1. First impressions (mobile homepage)
Open your site on your phone.
Within a few seconds, you should be able to answer:
What is this?
Who is it for?
What should I do next?
Then try to navigate:
Can you reach a best-seller in under 10 seconds?
Is your main call-to-action visible without scrolling?
If you hesitate here, that’s your first issue.
2. Product page walkthrough
Pick your top SKU and behave like you’re actually considering buying it.
Is the add to cart button obvious and easy to reach?
Are reviews visible without scrolling?
Do images feel clear, high quality, and easy to use?

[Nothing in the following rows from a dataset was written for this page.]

PR #199, opened 2021-08-23
fix(worker): Avoid throwing error when there are no activities

joebowbeer:
## What was changed

Avoid throwing error when there are no activities.

## Why?

I'm still seeing a residual error in samples-node/progress:

Error: ENOENT: no such file or directory, open '/src/main.js'

From https://github.com/temporalio/sdk-node/blob/main/packages/worker/src/isolate-builder.ts#L45

genEntryPoint

## Checklist

2. How was this tested:

### DIFF
--- a/packages/worker/src/isolate-builder.ts
+++ b/packages/worker/src/isolate-builder.ts
@@ -100,10 +100,10 @@ export class WorkflowIsolateBuilder {
     `;
     try {
       vol.mkdirSync(path.dirname(target), { recursive: true });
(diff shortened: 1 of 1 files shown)


bergundy:
I don't think this is needed as mentioned here: https://github.com/temporalio/sdk-node/pull/190#issuecomment-903478628.
@joebowbeer I want to change the activity registration API soon so non of this will be relevant anyways.

joebowbeer:
Never mind.

The (correct) fix is not yet released.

Count how many taps it takes to add to cart.
If it feels even slightly annoying, it is.
3. Trust & reassurance
Look for reasons not to buy.
Can you find returns and guarantees easily?
Are shipping costs and timelines clear before checkout?
Is there an obvious way to contact support?
If any of this is hidden, you’re introducing doubt right at the decision moment.
4. Navigation & wayfinding
Browse like a normal person.
Does your menu guide you to best-sellers or just list categories?
Can you filter products quickly?
Does search return what you expect?
If it feels confusing, people leave.
5. Checkout experience
Add something to cart and go through the process.
Is guest checkout available?
Are forms minimal?
Do you have express pay (Shop Pay, Apple Pay, Google Pay)?
Are there any surprises with pricing or shipping?
Every extra step costs you revenue.
6. Speed & performance
Does your site feel fast on your phone?
If not, that’s a problem.
What to fix first
Once you go through this, you’ll likely see a lot.
Don’t try to fix everything at once.
Start here:
Mobile clarity
Checkout friction
Trust at the point of decision
Everything else layers on top of that.
Final thought
At every step of your site, your customer is asking:
“Should I keep going?”
Your job is to make that answer feel obvious.